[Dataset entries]

PR #192, opened 2026-06-12
feat(session): session-health nudge — semi-automatic /compact at idle boundaries (v1.3.2, closes #190)

### LINKED ISSUE #190: memory: idle-triggered /compact + fallback /clear with Agent/Todo state persistence to bound accumulated history cost

IS908:
Closes #190.

Implements the re-scoped design from the [#190 feasibility verification](https://github.com/IS908/claude-lark-plugin/issues/190#issuecomment-4691202188) and [shipping plan](https://github.com/IS908/claude-lark-plugin/issues/190#issuecomment-4692340258): the issue's idle-boundary state machine survives intact — only the actuator changes from "inject a slash command" (verified impossible: hooks observe only, Skill excludes built-ins, no SDK compaction API, parallel resume unsafe) to **the operator, prompted at exactly the right moment**.

## What ships

**1. Measurement — Stop hook** ([hooks/enforce-lark-reply.mjs](../blob/feat/190-session-nudge/hooks/enforce-lark-reply.mjs))
`writeSessionStats` runs right after transcript load (so every early-exit path records) and stores the session's **exact** current context size — last main-loop assistant `usage` (`input + cache_read + cache_creation`), sidechain entries skipped — into `session-stats.json`, keyed per `session_id` (the bot megasession and dev sessions share this hook). 48 h / 32-entry pruning, atomic tmp+rename, own try/catch: **stats can never influence the hook's verdict** (case S5 locks this in). Ground truth from the reference deployment: ~0.9 M tokens measured this way.

**2. Nudge — `SessionHealthMonitor`** ([src/session-health.ts](../blob/feat/190-session-nudge/src/session-health.ts))
60 s unref'd tick; gating order `enabled → stats → close-on-drop → threshold → rearm-floor → exhausted → ladder-due → idle → quiet → retry`, each observable as a `TickOutcome` for tests. Fires an owner DM with a `[n/4]` rung counter: token count, idle duration, suggestion to type `/compact` (or `/clear`) **now, at the idle boundary** — instead of fullness-driven auto-compaction firing mid-burst.

**Exponential reminder ladder** (review follow-up; replaces the original flat 6 h cooldown):
- `LARK_SESSION_NUDGE_COOLDOWN_MS` is the **base** (default **2 h**): after the n-th unanswered nudge the next is due `base × 2^(n-1)` later → 0 / +2 h / +6 h / +14 h cumulative undelayed. Rungs anchor on the **actual** previous send, so a busy-channel delay shifts the schedule — no catch-up double-fire.
- Hard cap **4 nudges per episode**; with the 2 h base, +14 h is the last rung that can still see fresh stats inside the 24 h stats window (further doubling would be dead code).
- **Episode close**: next Stop-event measurement ≥30% below the last-nudged value (or below threshold) ⇒ operator compacted. A **1.25× re-arm floor** prevents the instant re-nudge when the post-compact level still sits above threshold.
- **Re-arm**: exhausted episode re-arms on ≥25% NEW accumulation; 24 h of ladder silence auto-resets stale state.
- DM failure → 15 min retry backoff that never consumes a rung.

Other mechanics: idle = no forwarded message (IM / doc-comment / reaction / cronjob injection) for `LARK_SESSION_NUDGE_IDLE_MS`, via `noteInbound()` piggybacking on the existing index.ts handler; quiet = `MessageQueue.pending === 0`; startup guard waits a full idle window; the nudge DM is intentionally NOT in `BotMessageTracker`.

**3. Prevention — `mcpServerInstructions`**: the host session is told to delegate heavy multi-step channel tasks to subagents, keeping tool transcripts out of main-loop history (the dominant share of the 0.9 M).

## Knobs (all opt-in, default off)

`LARK_SESSION_NUDGE_ENABLED` (requires `LARK_OWNER_OPEN_ID`), `LARK_SESSION_NUDGE_TOKEN_THRESHOLD` (400 k), `LARK_SESSION_NUDGE_IDLE_MS` (30 min), `LARK_SESSION_NUDGE_COOLDOWN_MS` (ladder base, 2 h), `LARK_SESSION_STATS_PATH`.

## Verification

- `npm test` fully green: [session-nudge-smoke.ts](../blob/feat/190-session-nudge/scripts/session-nudge-smoke.ts) (18 cases: gating order, startup guard, inbound reset, full 0/+2h/+6h/+14h schedule with rung counters + exhaustion, delayed-rung shift, drop-close + re-arm floor, below-threshold close, regrowth re-arm, 24 h auto-reset, stale/future/garbage stats robustness, send-failure backoff, start/stop idempotence) + hook suite 124 cases incl. S1–S6 (exact usage sum, no-usage no-file, corruption recovery, sidechain skip, **verdict isolation under unwritable stats path**, prune semantics). The whole hook suite defaults `LARK_SESSION_STATS_PATH` into the test tmp dir so it never touches the real sidecar.
- Dry-run + MCP stdout-cleanliness + doc-surface drift check: pass; all 5 new env vars documented in both READMEs.
- Version triplet + lockfile at 1.3.2 (per the v1.3.1 release checklist), CHANGELOG entry included.

## Explicitly out of scope

- Autonomous `/clear` / process restart — permanently dropped (session shared with operator's terminal work).
- Upstream feature request for a programmatic compact trigger — drafted separately; #190's snapshot/restore design stays parked until that exists.


IS908:
## Review loop summary (2 rounds, converged)

**Round 1 — dry-run ✅ + two independent review agents** (correctness/concurrency + security): 13 findings, all fixed in 53544b5:
- **[major ×3]** 24h time-reset scoped to the exhausted state only (was wiping live re-arm floors → zero-regrowth re-nudges, and mid-ladder state → 4-per-day instead of 4-per-episode); per-session episode identity (`episodeSessionId`) so a heaviest-entry flip can't fire spurious cross-session closes; prompt-cronjob injections now feed the idle gate via `SchedulerOptions.onActivity` (they bypass the message handler).
- Plus: single-flight tick guard, `optionalPositiveNumber` + 60 s base floor, `isQuiet` extended with IM ack reactions and de-overstated, nudge DM through `sanitizeOutboundText` (security finding — repo convention), hook hardening (zeroed-usage fallback scan, future-ts prune, orphan-tmp sweep, `.json`-only path override, loop-break staleness documented).

**Round 2 — fresh verification agent on the fix delta**: all 13 fixes confirmed correct (traced pre-fix reverts for every new test); 4 residual findings, resolved in 62e07c3:
- **[LOW, fixed]** re-arm floor now ratchets down after a second deeper compact (smoke 24 pins 1.2M→800k→500k→700k re-arming at 625k, not 1M).
- **[LOW, accepted + documented]** single-slot episode state: alternating-heaviest concurrent sessions can launder exhaustion into extra reminders — bounded by the 15-min attempt backoff + idle/quiet gates; a per-session map isn't worth it for a one-megasession deployment. Noted in code and CHANGELOG.
- Coverage gaps closed (orphan-sweep test S10 with live-writer protection) and doc stragglers fixed.

**Final state**: session-nudge smoke 24/24, hook suite 135/135, full `npm test` green (incl. dry-run + MCP stdout cleanliness), doc-surface drift check clean for all new env vars, version triplet + lockfile at 1.3.2 matching the CHANGELOG heading.

PR #175, opened 2016-04-05
Fixed several a11y issues for FlexTable

globexdesigns:
When using the FlexTable component with react-a11y (https://github.com/reactjs/react-a11y) enabled, we see a ton of warning messages about bad a11y practices.

This PR addresses some low-hanging fruit:

- Adds support for passing through the `aria-label` prop to the Grid child component
- Adds support for passing through the `aria-label` prop to each column header (and will try to set a default value if one isn't provided by using either the `label` or the `dataKey` value)
- Sets `role` and `tabIndex` values for column headers and rows since those must be defined for any element with `onClick`

### DIFF
--- a/source/FlexTable/FlexColumn.js
+++ b/source/FlexTable/FlexColumn.js
@@ -85,6 +85,9 @@ export default class Column extends Component {
   }
 
   static propTypes = {
+    /** Optional aria-label value to set on the column header */
+    'aria-label': PropTypes.string,
+
     /** Optional CSS class to apply to cell */
     cellClassName: PropTypes.string,
 
--- a/source/FlexTable/FlexTable.js
+++ b/source/FlexTable/FlexTable.js
@@ -199,6 +199,7 @@ export default class FlexTable extends Component {
         )}
 
         <Grid
+          aria-label={this.props['aria-label']}
           ref='Grid'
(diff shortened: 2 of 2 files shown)


bvaughn:
Hey @globexdesigns. Thanks for submitting this PR!

Give me a little time to mull over it. I think I might actually like to make a change or two to `VirtualScroll` and the underlying `Grid` as well now (to add the proper `role` attributes and to support the `aria-label`) that you've pointed this out.

bvaughn:
I'm going to go ahead and merge this and then build on top of it to add a few more roles. I'll hopefully make a bugfix release with this change at some point this evening. :)

globexdesigns:
Thanks a lot for the fast turnaround!

bvaughn:
[6.0.5](https://github.com/bvaughn/react-virtualized/blob/master/CHANGELOG.md#605) was just released with this change. Gave you a shout-out in the release notes. Thanks again!

bvaughn:
PS. Pushed a small update in [6.0.6](https://github.com/bvaughn/react-virtualized/blob/master/CHANGELOG.md#606) that conditionally adds the aria properties only when click (or sort) handlers are present. Just a small optimization but it seemed worth doing.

- [About this task] Start at the first line of the entries and stop at the line with "Closes #190.". Retype each of those lines exactly, both ends included.

- [Answer space]
PR #192, opened 2026-06-12
feat(session): session-health nudge — semi-automatic /compact at idle boundaries (v1.3.2, closes #190)

### LINKED ISSUE #190: memory: idle-triggered /compact + fallback /clear with Agent/Todo state persistence to bound accumulated history cost

IS908:
Closes #190.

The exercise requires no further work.